Dataset entries

PR #1345, opened 2026-07-03
feat: redesign the subagent card

liruifengv:
## Related Issue

No related issue. This is a UX polish pass on the standalone subagent card.

## Problem

The standalone subagent card had several visual issues:

- Its height jumped as sub-tool calls started and finished, and again when the run completed (it shrank from several rows to two).
- Thinking and body text were rendered at the same time, so whichever one was not updating looked frozen.
- Bash output varied in length, which made the card height inconsistent.
- Long thinking with no line breaks wrapped into several rows.
- A brief text or tool-output segment flashed white against the dim thinking.

## What changed

Redesigned the standalone subagent card so it stays a stable height and reads as clearly alive:

- Fixed `header + one-line tool summary + two-row content window` in every state (running, done, failed, backgrounded), so the height is identical whether the subagent is running or finished.
- Added a braille spinner in the header while the subagent is active, alongside the existing elapsed-time counter.
- Collapsed sub-tool calls into a single summary line (tool count + the current tool).
- The two-row window follows whichever stream is currently live (a running tool's output, or the most recent of text / thinking), so nothing looks frozen.
- Muted the window tones so a brief text or tool-output segment no longer flashes white against dim thinking.
- Capped long descriptions so the header stays on one line.

## Checklist


liruifengv:
@codex

PR #2499, opened 2026-08-01
fix(agent-core-v2): back off goal continuations that make no progress

### LINKED ISSUE #1977: Goal mode: no-op continuation turns fire indefinitely while waiting on external conditions, burning tokens and context
## Bug description

In goal mode, when the agent is waiting on an external condition it cannot accelerate (e.g. a long-running remote training job, or a GPU becoming free on a shared server), **goal continuation turns fire every few seconds indefinitely**. Each turn:

1. re-injects the full goal-mode system reminder together with the complete (long) objective into the model's context, and
2. produces a no-op assistant reply ("waiting, no action this turn") since nothing changed.

In a single session today this produced **160+ continuation turns in ~3 hours** (turns 10 through 160+ of the goal). Each round-trip carries the full reminder + objective (~1-2k tokens), so >200k tokens were spent on no-ops, and the context window filled with hundreds of duplicated reminders, crowding out the actual work history.

## Version

kimi-cli 0.28.0 (`kimi --version`)

## Reproduction

1. Create a goal whose completion depends on waiting for an external long-running job (e.g. `/goal` with an objective that includes running a several-hours training job on a remote machine and evaluating afterwards).
2. Let the agent reach the point where the only remaining action is to wait (job submitted, running remotely).
3. Observe the session: continuation turns fire every few seconds, each re-emitting the full system-reminder + objective, with the model replying no-ops.

## Expected behavior

Some form of pacing for continuation turns when nothing has changed, e.g.:

- **Exponential backoff / debounce** between consecutive continuation turns that produced no tool calls or state changes (e.g. 1m -> 5m -> 15m cap), or
- **Compact reminders**: emit the full goal-mode reminder only on the first continuation turn; subsequent turns get a one-line pointer, or
- **An explicit wait primitive**: let the agent declare "sleep until time T or event X" and have the runtime honor it instead of polling via model turns.

## Actual behavior

Unbounded rapid-fire continuation turns with full reminders, each consuming model tokens and permanent context space.

## Impact

- Direct token cost (hundreds of thousands of tokens for a single wait).
- Context-window pressure: the repeated reminders displace genuine conversation/tool history, which can degrade the agent's later decisions in the same session.
- UI noise: the transcript shows dozens of identical "no-op" turns, making the session hard to review (this is how the issue was noticed in practice).

## Workaround used

The agent resorted to server-side watchers (nohup scripts on the remote host) and background Bash sleep tasks to avoid needing continuation turns at all — but the runtime still keeps firing them.

xy200303:
## Related Issue

Resolve #1977

## Problem

See linked issue. In short: while a goal waits on an external condition it cannot accelerate, every continuation turn re-injects the goal reminder plus the full objective and produces a no-op reply. One real session reached 160+ continuation turns in ~3 hours.

## What changed

This PR was originally written against `packages/agent-core`. That engine has since been replaced by `packages/agent-core-v2`, and the two files the original revision touched (`src/agent/turn/index.ts`, `test/harness/goal-session.test.ts`) no longer exist, so a merge was not possible. The behaviour is re-implemented against the v2 goal service:

- Record per-turn tool progress from the `toolCompleted` hook, and count goal turns that end in a row without executing a tool.
- From the second such turn onward, delay the next continuation instead of launching it immediately, on the same ladder as before: 60s, then 5min, then 15min, capped by the goal's remaining wall-clock budget (`computeBudgetReport(...).remainingWallClockMs`).
- Reset the streak when a turn runs a tool, and also on goal creation and resume.
- Wake the pending delay immediately when a non-continuation turn starts (steered input), restarting the ladder.
- Drop the continuation when the goal is no longer active once the delay elapses.

The delay only applies when the backoff is actually active: with no delay the continuation is still requested synchronously, so turns that make progress keep their existing timing.

## Tests

Added to `packages/agent-core-v2/test/features/goal/goal.test.ts`:

- the 60s → 5min → 15min ladder after consecutive no-progress turns
- a turn that runs a tool resets the streak and continues without waiting
- steered input during a backoff wakes the continuation

One existing test (`runs a ten-turn goal chain with WaitFor in a continuation turn`) drives a chain with eight consecutive text-only turns, so it now advances the backoff with fake timers; its assertions are unchanged.

Verification:

- `vitest run test/features/goal` — 172 passed (169 before this change, +3 new)
- `tsc -p tsconfig.json --noEmit` — clean
- `node scripts/check-no-comments.mjs` — clean
- Full `agent-core-v2` suite compared against a clean baseline: the deterministic failure set is identical (the remaining failures reproduce without this change, in this environment -- Windows path separators, POSIX file modes, sandbox `watch` EPERM, network stalls)

## Checklist


xy200303:
Ported this to `agent-core-v2` and force-pushed, so the PR is mergeable again instead of conflicting.

## Why it had to be rewritten

The branch targeted `packages/agent-core`:
- `packages/agent-core/src/agent/turn/index.ts` and `packages/agent-core/test/harness/goal-session.test.ts` no longer exist on `main` — the engine was replaced by `packages/agent-core-v2`, and the goal logic now lives in `packages/agent-core-v2/src/features/goal/goalService.ts` (`class TurnFlow` is gone).
- The gap the PR describes is still there: v2's `handleTurnEnded` unconditionally calls `launchContinuationTurn`, so a goal whose turns produce text and no tool call keeps re-invoking the model.

## How the v2 version works

- `toolCompleted` records which turns executed a tool; `clearTurnTracking` reports that back for the turn that just ended.
- `handleTurnEnded` increments `consecutiveIdleTurns` for a turn with no tool progress, resets it otherwise, and only starts waiting from the second consecutive one.
- The wait reuses the same ladder (60s / 5min / 15min), capped by the goal's remaining wall-clock budget, and re-checks that the goal is still active before continuing.
- A non-continuation turn starting during the wait wakes it immediately and restarts the ladder, so a user typing something never sits behind a 15-minute timer.
- `createGoal` and `resumeGoal` reset the counter.

Turns that make progress keep the old timing exactly: with no delay the continuation is still requested synchronously.

## Verification

- `vitest run test/features/goal` → **172 passed** (169 on `main`, plus 3 new)
- `tsc --noEmit`, `scripts/check-no-comments.mjs` → clean
- Full `agent-core-v2` suite run against a clean baseline of the same checkout: the deterministic failure set is byte-identical, i.e. none of those failures come from this change. They are environment issues on this machine (Windows path separators, POSIX `0700` mode assertions, sandbox `watch` EPERM, a stalled download in `host.test.ts`).

One existing test needed updating rather than the implementation: `runs a ten-turn goal chain with WaitFor in a continuation turn` drives eight consecutive text-only turns, which is exactly the pattern that now backs off, so it advances time with fake timers. Its assertions are unchanged.

`agent-core-v2` is a comment-free zone, so the diff contains no comments.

YOUR ASSIGNMENT → All of the data above needs to be retyped exactly, with each line as it stands.

EXERCISE SOLUTION →
PR #1345, opened 2026-07-03
feat: redesign the subagent card

liruifengv:
## Related Issue

No related issue. This is a UX polish pass on the standalone subagent card.

## Problem

The standalone subagent card had several visual issues:

- Its height jumped as sub-tool calls started and finished, and again when the run completed (it shrank from several rows to two).
- Thinking and body text were rendered at the same time, so whichever one was not updating looked frozen.
- Bash output varied in length, which made the card height inconsistent.
- Long thinking with no line breaks wrapped into several rows.
- A brief text or tool-output segment flashed white against the dim thinking.

## What changed

Redesigned the standalone subagent card so it stays a stable height and reads as clearly alive:

- Fixed `header + one-line tool summary + two-row content window` in every state (running, done, failed, backgrounded), so the height is identical whether the subagent is running or finished.
- Added a braille spinner in the header while the subagent is active, alongside the existing elapsed-time counter.
- Collapsed sub-tool calls into a single summary line (tool count + the current tool).
- The two-row window follows whichever stream is currently live (a running tool's output, or the most recent of text / thinking), so nothing looks frozen.
- Muted the window tones so a brief text or tool-output segment no longer flashes white against dim thinking.
- Capped long descriptions so the header stays on one line.

## Checklist


liruifengv:
@codex

PR #2499, opened 2026-08-01
fix(agent-core-v2): back off goal continuations that make no progress

### LINKED ISSUE #1977: Goal mode: no-op continuation turns fire indefinitely while waiting on external conditions, burning tokens and context
## Bug description

In goal mode, when the agent is waiting on an external condition it cannot accelerate (e.g. a long-running remote training job, or a GPU becoming free on a shared server), **goal continuation turns fire every few seconds indefinitely**. Each turn:

1. re-injects the full goal-mode system reminder together with the complete (long) objective into the model's context, and
2. produces a no-op assistant reply ("waiting, no action this turn") since nothing changed.

In a single session today this produced **160+ continuation turns in ~3 hours** (turns 10 through 160+ of the goal). Each round-trip carries the full reminder + objective (~1-2k tokens), so >200k tokens were spent on no-ops, and the context window filled with hundreds of duplicated reminders, crowding out the actual work history.

## Version

kimi-cli 0.28.0 (`kimi --version`)

## Reproduction

1. Create a goal whose completion depends on waiting for an external long-running job (e.g. `/goal` with an objective that includes running a several-hours training job on a remote machine and evaluating afterwards).
2. Let the agent reach the point where the only remaining action is to wait (job submitted, running remotely).
3. Observe the session: continuation turns fire every few seconds, each re-emitting the full system-reminder + objective, with the model replying no-ops.

## Expected behavior

Some form of pacing for continuation turns when nothing has changed, e.g.:

- **Exponential backoff / debounce** between consecutive continuation turns that produced no tool calls or state changes (e.g. 1m -> 5m -> 15m cap), or
- **Compact reminders**: emit the full goal-mode reminder only on the first continuation turn; subsequent turns get a one-line pointer, or
- **An explicit wait primitive**: let the agent declare "sleep until time T or event X" and have the runtime honor it instead of polling via model turns.

## Actual behavior

Unbounded rapid-fire continuation turns with full reminders, each consuming model tokens and permanent context space.

## Impact

- Direct token cost (hundreds of thousands of tokens for a single wait).
- Context-window pressure: the repeated reminders displace genuine conversation/tool history, which can degrade the agent's later decisions in the same session.
- UI noise: the transcript shows dozens of identical "no-op" turns, making the session hard to review (this is how the issue was noticed in practice).

## Workaround used

The agent resorted to server-side watchers (nohup scripts on the remote host) and background Bash sleep tasks to avoid needing continuation turns at all — but the runtime still keeps firing them.

xy200303:
## Related Issue

Resolve #1977

## Problem

See linked issue. In short: while a goal waits on an external condition it cannot accelerate, every continuation turn re-injects the goal reminder plus the full objective and produces a no-op reply. One real session reached 160+ continuation turns in ~3 hours.

## What changed

This PR was originally written against `packages/agent-core`. That engine has since been replaced by `packages/agent-core-v2`, and the two files the original revision touched (`src/agent/turn/index.ts`, `test/harness/goal-session.test.ts`) no longer exist, so a merge was not possible. The behaviour is re-implemented against the v2 goal service:

- Record per-turn tool progress from the `toolCompleted` hook, and count goal turns that end in a row without executing a tool.
- From the second such turn onward, delay the next continuation instead of launching it immediately, on the same ladder as before: 60s, then 5min, then 15min, capped by the goal's remaining wall-clock budget (`computeBudgetReport(...).remainingWallClockMs`).
- Reset the streak when a turn runs a tool, and also on goal creation and resume.
- Wake the pending delay immediately when a non-continuation turn starts (steered input), restarting the ladder.
- Drop the continuation when the goal is no longer active once the delay elapses.

The delay only applies when the backoff is actually active: with no delay the continuation is still requested synchronously, so turns that make progress keep their existing timing.

## Tests

Added to `packages/agent-core-v2/test/features/goal/goal.test.ts`:

- the 60s → 5min → 15min ladder after consecutive no-progress turns
- a turn that runs a tool resets the streak and continues without waiting
- steered input during a backoff wakes the continuation

One existing test (`runs a ten-turn goal chain with WaitFor in a continuation turn`) drives a chain with eight consecutive text-only turns, so it now advances the backoff with fake timers; its assertions are unchanged.

Verification:

- `vitest run test/features/goal` — 172 passed (169 before this change, +3 new)
- `tsc -p tsconfig.json --noEmit` — clean
- `node scripts/check-no-comments.mjs` — clean
- Full `agent-core-v2` suite compared against a clean baseline: the deterministic failure set is identical (the remaining failures reproduce without this change, in this environment -- Windows path separators, POSIX file modes, sandbox `watch` EPERM, network stalls)

## Checklist


xy200303:
Ported this to `agent-core-v2` and force-pushed, so the PR is mergeable again instead of conflicting.

## Why it had to be rewritten

The branch targeted `packages/agent-core`:
- `packages/agent-core/src/agent/turn/index.ts` and `packages/agent-core/test/harness/goal-session.test.ts` no longer exist on `main` — the engine was replaced by `packages/agent-core-v2`, and the goal logic now lives in `packages/agent-core-v2/src/features/goal/goalService.ts` (`class TurnFlow` is gone).
- The gap the PR describes is still there: v2's `handleTurnEnded` unconditionally calls `launchContinuationTurn`, so a goal whose turns produce text and no tool call keeps re-invoking the model.

## How the v2 version works

- `toolCompleted` records which turns executed a tool; `clearTurnTracking` reports that back for the turn that just ended.
- `handleTurnEnded` increments `consecutiveIdleTurns` for a turn with no tool progress, resets it otherwise, and only starts waiting from the second consecutive one.
- The wait reuses the same ladder (60s / 5min / 15min), capped by the goal's remaining wall-clock budget, and re-checks that the goal is still active before continuing.
- A non-continuation turn starting during the wait wakes it immediately and restarts the ladder, so a user typing something never sits behind a 15-minute timer.
- `createGoal` and `resumeGoal` reset the counter.

Turns that make progress keep the old timing exactly: with no delay the continuation is still requested synchronously.

## Verification

- `vitest run test/features/goal` → **172 passed** (169 on `main`, plus 3 new)
- `tsc --noEmit`, `scripts/check-no-comments.mjs` → clean
- Full `agent-core-v2` suite run against a clean baseline of the same checkout: the deterministic failure set is byte-identical, i.e. none of those failures come from this change. They are environment issues on this machine (Windows path separators, POSIX `0700` mode assertions, sandbox `watch` EPERM, a stalled download in `host.test.ts`).

One existing test needed updating rather than the implementation: `runs a ten-turn goal chain with WaitFor in a continuation turn` drives eight consecutive text-only turns, which is exactly the pattern that now backs off, so it advances time with fake timers. Its assertions are unchanged.

`agent-core-v2` is a comment-free zone, so the diff contains no comments.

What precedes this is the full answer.